Table 1 Different data types processed by the Big Data platform and their growth rate

According to the results of the performance evaluation, in terms of the dataset ingestion step, the data platform had a good performance with respect to the completion time as well as the CPU, network, and memory usage. It is a step that can be easily made with a high degree of concurrency without seriously affecting the rest of the stack. The incident prediction demonstrated a very good performance with respect to the completion time as well as the CPU, network, and memory usage. Performance increased by lowering the volumes of data handled. Increasing data needs more time, more CPU, and memory to be trained. Similar behavior is observed in risk assessment step.

11 Discussion

Building a Big Data platform that can collect and process all the available global food safety data requires an architecture that is scalable and can accommodate the dynamic requirements in functionalities, data, and speed of analysis. As presented in this chapter the starting point of the design is a robust internal data schema that can scale to many different data types and can support data standards, i.e., standard properties and semantic vocabularies. Putting significant effort to define the internal data model will give important advantages in the long run.

As presented in Sect. 10, an important aspect that needs to be carefully tested is the scalability of a Big Data platform both in terms of volume and velocity of data. To that direction we have conducted several experiments for realistic scenarios with real and synthetic datasets [15]. The parts of the Big Data platform that are more computational intensive are the data processing and enrichment processes. Increased data volume and velocity can be supported by expanding the infrastructure with more computational and memory resources but still keeping the platform very efficient.

It is critical to have an open architecture that can easily support new data sources and data types but also new processes. Using a data platform that is based on microservices enables such an open and scalable architecture.
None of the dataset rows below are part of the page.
PR #856, opened 2024-05-10
[MPDX-845] Allow editing non-primary registrant's profiles

canac:
A HelpScout user was unable to edit their spouse's name/email because #854 disables editing all registrants' profile fields ([ticket](https://secure.helpscout.net/conversation/2592103865/1152549?viewId=7296729)). This PR relaxes that restriction to only lock the primary registrant's profile.

I also trimmed down the test cases. We don't really need an exponential number of test cases for each condition, just one test case where all the `lockedStaffProfileBlock` conditions are true and one for each of the cases where a condition is false.

If you need a conference to test with, you're welcome to use [this one](https://stage.eventregistrationtool.com/register/ec6ac5f9-1df0-4b69-b09d-f85ce39001ef). It supports registrant groups.

https://jira.cru.org/browse/EVENT-845

### DIFF
--- a/app/scripts/directives/blocks.js
+++ b/app/scripts/directives/blocks.js
@@ -30,6 +30,8 @@ angular.module('confRegistrationWebApp').directive('nameQuestion', function () {
         !$scope.adminEditRegistrant &&
           user &&
           user.employeeId &&
+          $scope.currentRegistrant ===
+            $scope.currentRegistration.primaryRegistrantId &&
           $scope.block.profileType === 'NAME',
       );
     },
@@ -78,6 +80,8 @@ angular
           !$scope.adminEditRegistrant &&
             user &&
             user.employeeId &&
+            $scope.currentRegistrant ===
+              $scope.currentRegistration.primaryRegistrantId &&
             $scope.block.profileType === 'EMAIL',
         );
       },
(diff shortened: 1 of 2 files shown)


wrandall22:
This, then, will allow modifying name and email on secondary registrants that are staff. Is this problematic?

canac:
@wrandall22 Good question. The impetus for this change was to prevent spouses from logging in and changing the registrant's name to their spouse's name (https://secure.helpscout.net/conversation/2583427606/1145486/). Using Andy's example, if Catherine registers and is forced to keep her name as the primary registrant, it seems like she would put Andy's name as the spouse, which is what we want.

Also, the server auto-populates the name and email profile fields, and seems to only do that for the first registrant. We need to give the user some way to edit the blank profile fields for the secondary registrants.

wrandall22 (approved):

dr-bizz:
So, I tried to replicate this issue for a while but couldn't. I now know it's because I was logging in with Google instead of Okta.

Do you know If we also get the EmployeeId from Google or if that it only comes from OKTA?

canac:
@dr-bizz I thought that when I tried it before it would set my `employeeId` when I logged in with Google. But either I was mistaken or it's not happening anymore because I now have to login with Okta to get an employee id in my profile.

FYI, I have trouble getting the `employeeId` in my profile in staging even when logged in with Okta. Lee made a database change a few times that worked temporarily, but it would keep getting overwritten on the server side and come back as `null`.

PR #859, opened 2024-10-22
[HS-1245681] Hiding child question blocks

caleballdrin:
https://secure.helpscout.net/conversation/2738597988/1245681?folderId=7669074

Hide questions if it has a rule and the question that the rule is based on is hidden.


test/spec/directives/block.spec.js
```diff
@@ -47,6 +47,16 @@ describe('Directive: blocks', () => {
...
+      it('is false when currentRegistration is null', () => {
+        $scope.currentRegistration = null;
+        globalUserSpy.and.returnValue(null);
+
+        $compile('<name-question></name-question>')($scope);
+        $scope.$digest();
+
+        expect($scope.lockedStaffProfileBlock).toBe(false);
+      });
+
```
caleballdrin, line 59: @canac I'm not sure how these other 2 commits got in here. Do you think I just never pushed them from a long time ago?

test/spec/testData.spec.js
```diff
@@ -411,6 +411,157 @@ angular.module('confRegistrationWebApp').service('testData', function () {
           },
         ],
       },
+      {
```
caleballdrin, line 414: @canac Do you think I need to add `conference` to line 9 on [pageRegistration.html](https://github.com/CruGlobal/conf-registration-web/blob/44447f09d06ece3cceaccf3e00bac31c2e92adff/app/views/components/pageRegistration.html) ng-`show="blockVisible(block)"`

canac: I don't think so. I'm not fully sure how, but it appears that `pageRegistration.html` is connected to the `blockRegistration` controller, which sets up `$scope.blockVisible`. That's the function that the template is calling.

wrandall22:
For PRs that are from HS tickets, I prefer we use the `HS-123456` instead of `[No-Jira]` as a prefix in the title. This is more explanatory.

app/scripts/services/validateRegistrant.js
```diff
@@ -73,6 +82,19 @@ angular
...
+            if (
+              conference &&
+              !blockVisibleRuleCheck(
+                parentBlock,
+                registrant,
+                ruleType,
+                conference,
+              )
+            ) {
+              return false;
```
canac, line 96: Returning false makes `_.forEach` stop iterating.

```suggestion
              return;
```

canac (approved):
Let's ship it! 🚀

We have validated this in the case of the food safety sector through many new requirements for new data types and data sources in order to provide descriptive and predictive analytics that will help the experts to take data-informed decisions.

In terms of future work, the Big Data platform will be expanded by mechanisms that will assign global identifiers to entities such as companies, batch numbers of the products, hazards, ingredients, and raw materials. Relying on such global identifiers will enhance the traceability information that will be managed and processed by the platform.
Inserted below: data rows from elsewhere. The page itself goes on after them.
PR #860, opened 2024-10-22
[HS-1241612] Prevent conference names from containing special characters

canac:
# Description

* Prevent users from creating conferences with names containing ampersand or double quotes. Apparently, those special characters are causing issues on the server.
* Also prevent users from editing conferences to contain an ampersand or double quote. If they have an existing conference with an ampersand or a double quote, they will change the name before they can edit any other conference details. My understanding is that that is desirable.
* Also prevent users from editing conference abbreviations to contain an ampersand or double quote.

# Testing

* From the admin dashboard, click "Create New Event"
  * Validate that there are errors when the event name is empty (after focusing the name input and then moving focus) and the form cannot be submitted.
  * Validate that there are errors when the event name contains an ampersand (&) and the form cannot be submitted.
  * Validate that there are errors when the event name contains a double quote (") and the form cannot be submitted.
  * Validate that there are no errors when the event name is valid and the form can be submitted.
* From the admin dashboard, click on an event, then go to Details and change the Event Name.
  * Validate that there are errors when the event name contains an ampersand (&).
  * Validate that there are errors when the event name contains a double quote (").
  * Validate that there are no errors when the event name is valid and that the event name is updated.
* From the admin dashboard, click on an event, then go to Details and change the Event Abbreviation.
  * Validate that there are errors when the event abbreviation contains an ampersand (&).
  * Validate that there are errors when the event abbreviation contains a double quote (").
  * Validate that there are no errors when the event abbreviation is valid and that the event abbreviation is updated.

https://secure.helpscout.net/conversation/2731356723/1241612/

cc @hlbraddock

### DIFF
--- a/app/scripts/controllers/eventDashboard.js
+++ b/app/scripts/controllers/eventDashboard.js
@@ -41,10 +41,6 @@ angular
             templateUrl: createEventModalTemplate,
           })
           .result.then(function (conferenceName) {
-            if (!conferenceName) {
-              return;
-            }
-
             ConfCache.create(conferenceName).then(function (conference) {
               $location.path('/eventDetails/' + conference.id);
             });
--- a/test/spec/controllers/eventDetails.spec.js
+++ b/test/spec/controllers/eventDetails.spec.js
@@ -279,6 +279,22 @@ describe('Controller: eventDetails', function () {
         'Please enter which Event Type',
       );
     });
+
+    it('saveEvent() should validate the Event Name', () => {
+      scope.conference.name = 'Men & Women Conference';
+      scope.saveEvent();
+
+      expect(scope.notify.message.toString()).toContain(
+        'Please remove double quotes (") and ampersands (&) from the event name.',
+      );
+
+      scope.conference.name = '"Cru" Conference';
+      scope.saveEvent();
+
+      expect(scope.notify.message.toString()).toContain(
+        'Please remove double quotes (") and ampersands (&) from the event name.',
+      );
+    });
   });
 
   describe('Conference (Cru event) without ministry hosting', function () {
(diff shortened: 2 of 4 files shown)


app/scripts/controllers/eventDashboard.js
```diff
@@ -41,10 +41,6 @@ angular
             templateUrl: createEventModalTemplate,
           })
           .result.then(function (conferenceName) {
-            if (!conferenceName) {
-              return;
-            }
-
```
dr-bizz, line 47: Are you removing this since the conference name is always required?

test/spec/controllers/eventDetails.spec.js
```diff
@@ -268,16 +268,50 @@ describe('Controller: eventDetails', function () {
...
 
-      expect(scope.notify.message.toString()).not.toContain(
-        'Please enter which Event Type',
-      );
+        expect(scope.notify.message.toString()).not.toContain(
+          'Please enter which Event Type',
+        );
+      });
+
+      it('should validate the Event Name', () => {
```
dr-bizz, line 284: We might have these tests, but if not we should add them. Test to make sure the error messages do not show when there is no `&` or `"` in the name.

dr-bizz (approved):
It works well. Thank you or fixing this. I left a few comments, but I will approve so not to block you.

app/scripts/controllers/eventDashboard.js
canac: Yes

test/spec/controllers/eventDetails.spec.js
canac: Good idea, I'll add them.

Furthermore, as the scope of the Big Data platform expands from managing only open data to also managing and processing private data, it is important to look at the data security aspects that will enable the setup of public-private data trusts [17]. We are already working in the context of the Food Safety Market H2020 project (https://foodsafetymarket.eu/) on the deployment of authentication and authorization methods as well of data anonymization techniques. We start by deploying secure data exchange services for very critical processes like food certification. Combining AI, data, and security technologies, we aim at creating a data space for the food safety sector.

Finally, the development of marketplace services that will allow data sharing, data discovery, and data monetization is a next step that will open up new possibilities in the food safety sector [18].

12 Conclusions

This chapter presented a Big Data platform that efficiently collects, processes, links, and mines global food safety data to enable the generation of insights and predictions that can help food safety experts to make critical decisions and make our food safer. Using data standards and deploying mature and state-of-the-art Big Data technologies, we managed to develop a data platform that is open and scalable. Best practices on the deployment of data platforms such as identification of records, orchestrating pipelines, automating the aggregation workflow, securing exchange, and monitoring of a Big Data platform were shared.